## EXERCISE GOAL
Lines in the listing below that hold "adds" are the ones to copy.

## DATA TO EXAMINE
##############################

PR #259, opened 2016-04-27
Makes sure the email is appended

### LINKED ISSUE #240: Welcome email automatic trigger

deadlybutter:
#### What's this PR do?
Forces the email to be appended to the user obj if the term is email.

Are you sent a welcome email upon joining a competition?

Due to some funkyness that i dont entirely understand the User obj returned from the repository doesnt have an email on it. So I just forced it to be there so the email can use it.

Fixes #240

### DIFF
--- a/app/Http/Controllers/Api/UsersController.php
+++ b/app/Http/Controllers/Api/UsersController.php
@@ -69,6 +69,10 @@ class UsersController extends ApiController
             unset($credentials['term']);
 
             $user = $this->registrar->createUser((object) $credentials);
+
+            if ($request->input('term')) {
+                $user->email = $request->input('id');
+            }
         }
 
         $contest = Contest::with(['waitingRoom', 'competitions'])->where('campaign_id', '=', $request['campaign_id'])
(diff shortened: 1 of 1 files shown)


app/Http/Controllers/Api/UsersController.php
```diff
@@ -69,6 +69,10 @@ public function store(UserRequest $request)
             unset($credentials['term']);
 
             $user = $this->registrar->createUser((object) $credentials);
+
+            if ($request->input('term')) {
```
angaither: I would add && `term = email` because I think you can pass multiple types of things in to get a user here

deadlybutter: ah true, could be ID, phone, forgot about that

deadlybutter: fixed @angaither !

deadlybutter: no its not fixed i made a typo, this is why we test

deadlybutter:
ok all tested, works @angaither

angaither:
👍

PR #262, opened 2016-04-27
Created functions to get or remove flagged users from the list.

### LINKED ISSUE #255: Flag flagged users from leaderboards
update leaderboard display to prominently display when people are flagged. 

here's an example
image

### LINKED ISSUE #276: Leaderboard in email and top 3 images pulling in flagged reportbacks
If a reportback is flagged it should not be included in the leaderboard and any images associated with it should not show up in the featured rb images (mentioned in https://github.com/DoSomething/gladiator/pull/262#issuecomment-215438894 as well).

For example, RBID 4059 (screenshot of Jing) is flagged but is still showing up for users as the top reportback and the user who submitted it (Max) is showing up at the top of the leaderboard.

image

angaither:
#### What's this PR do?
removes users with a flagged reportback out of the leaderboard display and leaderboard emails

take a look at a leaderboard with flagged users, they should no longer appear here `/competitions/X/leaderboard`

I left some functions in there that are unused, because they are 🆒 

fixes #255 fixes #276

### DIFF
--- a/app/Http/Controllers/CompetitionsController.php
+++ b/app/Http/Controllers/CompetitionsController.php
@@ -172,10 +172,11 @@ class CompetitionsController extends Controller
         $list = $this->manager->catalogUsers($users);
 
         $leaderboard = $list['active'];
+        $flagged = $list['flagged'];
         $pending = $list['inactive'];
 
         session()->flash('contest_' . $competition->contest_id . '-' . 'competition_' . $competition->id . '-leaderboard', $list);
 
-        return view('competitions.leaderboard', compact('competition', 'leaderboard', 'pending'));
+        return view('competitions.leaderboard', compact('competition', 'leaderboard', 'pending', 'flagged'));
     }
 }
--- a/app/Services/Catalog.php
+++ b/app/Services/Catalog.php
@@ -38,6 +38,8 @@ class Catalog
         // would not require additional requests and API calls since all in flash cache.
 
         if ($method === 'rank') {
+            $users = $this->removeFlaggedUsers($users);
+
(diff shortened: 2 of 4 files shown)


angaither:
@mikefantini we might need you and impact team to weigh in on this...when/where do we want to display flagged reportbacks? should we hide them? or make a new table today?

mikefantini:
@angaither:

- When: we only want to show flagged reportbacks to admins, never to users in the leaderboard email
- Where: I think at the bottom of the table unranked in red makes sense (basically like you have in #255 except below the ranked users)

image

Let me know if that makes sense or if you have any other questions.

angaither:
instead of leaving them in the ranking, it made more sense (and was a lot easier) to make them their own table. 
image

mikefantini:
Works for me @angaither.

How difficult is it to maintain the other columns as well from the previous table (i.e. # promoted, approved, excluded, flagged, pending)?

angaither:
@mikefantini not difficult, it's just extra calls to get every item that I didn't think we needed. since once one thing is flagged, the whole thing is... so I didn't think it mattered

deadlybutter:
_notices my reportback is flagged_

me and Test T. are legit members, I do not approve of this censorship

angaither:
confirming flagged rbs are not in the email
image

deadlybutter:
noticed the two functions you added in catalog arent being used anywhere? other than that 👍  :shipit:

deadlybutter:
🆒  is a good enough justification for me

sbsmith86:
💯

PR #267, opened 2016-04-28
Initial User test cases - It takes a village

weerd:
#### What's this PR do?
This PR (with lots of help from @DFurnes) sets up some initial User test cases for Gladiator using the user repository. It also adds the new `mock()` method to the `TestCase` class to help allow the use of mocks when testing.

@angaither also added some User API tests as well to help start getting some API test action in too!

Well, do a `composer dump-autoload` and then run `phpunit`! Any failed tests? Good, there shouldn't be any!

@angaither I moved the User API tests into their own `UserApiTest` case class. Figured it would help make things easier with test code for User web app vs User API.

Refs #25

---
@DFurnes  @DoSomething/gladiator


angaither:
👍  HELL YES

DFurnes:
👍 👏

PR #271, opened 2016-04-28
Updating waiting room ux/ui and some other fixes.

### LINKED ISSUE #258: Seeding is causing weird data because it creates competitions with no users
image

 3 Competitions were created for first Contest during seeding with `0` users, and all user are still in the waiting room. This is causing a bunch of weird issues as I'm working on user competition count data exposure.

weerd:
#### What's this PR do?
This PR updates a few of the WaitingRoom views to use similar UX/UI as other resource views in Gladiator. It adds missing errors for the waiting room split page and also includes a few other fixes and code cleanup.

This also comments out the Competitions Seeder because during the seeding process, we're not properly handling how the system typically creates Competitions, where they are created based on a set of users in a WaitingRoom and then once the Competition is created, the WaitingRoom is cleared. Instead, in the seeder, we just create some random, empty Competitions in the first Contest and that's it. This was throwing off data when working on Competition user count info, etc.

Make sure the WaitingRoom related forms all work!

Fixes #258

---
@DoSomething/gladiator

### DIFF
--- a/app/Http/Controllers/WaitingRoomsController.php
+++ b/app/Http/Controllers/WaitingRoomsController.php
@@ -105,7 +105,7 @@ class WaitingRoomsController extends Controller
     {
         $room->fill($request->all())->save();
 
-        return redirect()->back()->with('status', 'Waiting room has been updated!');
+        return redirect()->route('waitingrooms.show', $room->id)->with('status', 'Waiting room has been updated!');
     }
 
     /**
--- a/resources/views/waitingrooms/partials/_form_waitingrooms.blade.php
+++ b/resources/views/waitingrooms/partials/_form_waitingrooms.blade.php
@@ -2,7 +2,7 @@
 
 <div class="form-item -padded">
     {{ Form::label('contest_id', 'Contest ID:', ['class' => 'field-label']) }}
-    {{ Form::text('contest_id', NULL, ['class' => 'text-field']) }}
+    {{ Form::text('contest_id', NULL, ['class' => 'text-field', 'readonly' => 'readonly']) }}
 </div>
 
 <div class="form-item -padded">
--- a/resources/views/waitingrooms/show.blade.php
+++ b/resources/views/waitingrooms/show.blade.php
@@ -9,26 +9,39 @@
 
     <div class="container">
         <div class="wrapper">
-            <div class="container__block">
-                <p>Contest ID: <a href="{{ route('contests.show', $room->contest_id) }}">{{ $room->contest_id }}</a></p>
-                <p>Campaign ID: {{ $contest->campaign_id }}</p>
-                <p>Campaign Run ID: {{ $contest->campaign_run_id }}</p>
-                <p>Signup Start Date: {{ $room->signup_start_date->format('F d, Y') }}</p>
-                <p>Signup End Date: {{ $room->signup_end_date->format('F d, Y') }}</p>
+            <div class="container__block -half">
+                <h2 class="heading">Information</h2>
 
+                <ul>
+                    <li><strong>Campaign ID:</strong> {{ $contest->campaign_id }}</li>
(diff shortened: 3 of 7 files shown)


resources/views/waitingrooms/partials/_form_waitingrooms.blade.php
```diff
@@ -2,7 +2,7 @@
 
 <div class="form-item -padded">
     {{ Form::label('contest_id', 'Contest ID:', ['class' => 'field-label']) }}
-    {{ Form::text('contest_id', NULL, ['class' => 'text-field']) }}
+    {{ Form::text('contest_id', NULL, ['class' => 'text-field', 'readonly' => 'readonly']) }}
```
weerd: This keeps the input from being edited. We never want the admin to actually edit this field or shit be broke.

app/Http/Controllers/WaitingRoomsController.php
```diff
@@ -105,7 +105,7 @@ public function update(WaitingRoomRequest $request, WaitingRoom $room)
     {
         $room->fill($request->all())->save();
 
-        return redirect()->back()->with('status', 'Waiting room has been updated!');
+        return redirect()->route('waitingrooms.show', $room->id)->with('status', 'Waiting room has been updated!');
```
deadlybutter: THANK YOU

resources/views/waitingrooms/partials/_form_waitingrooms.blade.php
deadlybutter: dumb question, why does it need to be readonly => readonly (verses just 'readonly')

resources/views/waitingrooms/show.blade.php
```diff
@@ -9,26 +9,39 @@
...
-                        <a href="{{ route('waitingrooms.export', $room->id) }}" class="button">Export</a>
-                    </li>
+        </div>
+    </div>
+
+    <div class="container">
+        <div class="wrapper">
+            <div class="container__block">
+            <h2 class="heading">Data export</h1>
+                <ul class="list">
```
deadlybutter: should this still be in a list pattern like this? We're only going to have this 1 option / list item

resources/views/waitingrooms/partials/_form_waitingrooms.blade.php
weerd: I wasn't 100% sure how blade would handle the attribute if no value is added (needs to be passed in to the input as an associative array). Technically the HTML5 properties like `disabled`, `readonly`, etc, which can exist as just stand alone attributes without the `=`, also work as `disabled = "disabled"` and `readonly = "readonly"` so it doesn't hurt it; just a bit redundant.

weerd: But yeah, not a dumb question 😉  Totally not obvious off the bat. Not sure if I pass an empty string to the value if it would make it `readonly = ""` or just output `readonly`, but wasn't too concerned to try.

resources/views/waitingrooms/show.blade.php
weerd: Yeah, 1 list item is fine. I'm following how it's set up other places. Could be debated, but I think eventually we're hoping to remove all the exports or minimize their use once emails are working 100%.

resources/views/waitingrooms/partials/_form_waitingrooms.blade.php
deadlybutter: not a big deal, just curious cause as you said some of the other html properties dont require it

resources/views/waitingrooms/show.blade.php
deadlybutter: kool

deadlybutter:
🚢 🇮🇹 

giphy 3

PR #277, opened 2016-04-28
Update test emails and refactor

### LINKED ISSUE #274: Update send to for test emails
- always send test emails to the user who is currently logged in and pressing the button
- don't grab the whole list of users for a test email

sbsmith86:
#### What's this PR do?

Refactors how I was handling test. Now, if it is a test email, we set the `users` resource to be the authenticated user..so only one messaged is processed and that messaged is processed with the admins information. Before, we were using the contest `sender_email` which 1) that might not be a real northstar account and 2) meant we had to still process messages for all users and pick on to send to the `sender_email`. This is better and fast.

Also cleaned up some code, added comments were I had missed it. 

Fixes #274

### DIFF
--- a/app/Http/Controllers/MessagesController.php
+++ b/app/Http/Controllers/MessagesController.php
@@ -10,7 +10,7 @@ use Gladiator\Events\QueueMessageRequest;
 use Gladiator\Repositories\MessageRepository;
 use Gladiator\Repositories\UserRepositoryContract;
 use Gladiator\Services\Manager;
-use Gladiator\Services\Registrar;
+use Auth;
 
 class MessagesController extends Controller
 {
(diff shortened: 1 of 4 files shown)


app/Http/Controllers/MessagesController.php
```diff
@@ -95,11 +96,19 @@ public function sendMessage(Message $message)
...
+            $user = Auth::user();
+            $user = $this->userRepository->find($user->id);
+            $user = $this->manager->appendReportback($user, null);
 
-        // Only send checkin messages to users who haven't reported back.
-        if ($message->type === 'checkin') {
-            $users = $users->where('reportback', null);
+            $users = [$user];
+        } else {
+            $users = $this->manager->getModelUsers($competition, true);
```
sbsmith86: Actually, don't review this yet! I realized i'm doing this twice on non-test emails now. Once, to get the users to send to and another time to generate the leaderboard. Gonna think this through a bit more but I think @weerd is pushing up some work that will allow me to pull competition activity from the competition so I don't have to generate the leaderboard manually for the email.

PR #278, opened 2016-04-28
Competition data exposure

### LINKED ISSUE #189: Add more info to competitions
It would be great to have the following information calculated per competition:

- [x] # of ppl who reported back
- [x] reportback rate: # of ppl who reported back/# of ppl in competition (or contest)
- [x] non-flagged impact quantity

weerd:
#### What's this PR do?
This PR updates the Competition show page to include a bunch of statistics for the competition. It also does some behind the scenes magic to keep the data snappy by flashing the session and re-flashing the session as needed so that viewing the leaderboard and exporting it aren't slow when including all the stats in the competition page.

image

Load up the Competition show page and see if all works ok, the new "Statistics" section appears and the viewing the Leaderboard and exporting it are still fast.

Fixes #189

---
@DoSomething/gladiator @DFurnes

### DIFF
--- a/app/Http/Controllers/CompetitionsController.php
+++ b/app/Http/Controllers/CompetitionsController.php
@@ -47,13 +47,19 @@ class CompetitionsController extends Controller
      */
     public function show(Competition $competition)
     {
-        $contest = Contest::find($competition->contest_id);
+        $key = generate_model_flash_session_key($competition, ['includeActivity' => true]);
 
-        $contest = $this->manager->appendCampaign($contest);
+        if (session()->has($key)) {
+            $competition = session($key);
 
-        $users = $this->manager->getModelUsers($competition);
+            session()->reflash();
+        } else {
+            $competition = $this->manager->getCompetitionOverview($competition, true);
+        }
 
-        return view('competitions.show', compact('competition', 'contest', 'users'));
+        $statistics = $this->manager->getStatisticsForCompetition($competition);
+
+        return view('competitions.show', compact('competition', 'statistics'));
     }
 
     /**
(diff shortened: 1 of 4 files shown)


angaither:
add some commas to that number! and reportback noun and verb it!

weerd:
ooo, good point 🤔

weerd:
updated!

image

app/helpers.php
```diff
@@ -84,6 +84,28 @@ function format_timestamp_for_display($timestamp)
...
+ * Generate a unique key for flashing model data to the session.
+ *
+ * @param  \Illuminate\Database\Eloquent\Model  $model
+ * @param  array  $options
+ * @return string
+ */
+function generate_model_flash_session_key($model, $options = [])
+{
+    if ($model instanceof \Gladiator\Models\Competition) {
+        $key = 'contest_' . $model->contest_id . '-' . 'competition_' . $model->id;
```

##############################

## OUTPUT
This PR (with lots of help from @DFurnes) sets up some initial User test cases for Gladiator using the user repository. It also adds the new `mock()` method to the `TestCase` class to help allow the use of mocks when testing.
This PR updates a few of the WaitingRoom views to use similar UX/UI as other resource views in Gladiator. It adds missing errors for the waiting room split page and also includes a few other fixes and code cleanup.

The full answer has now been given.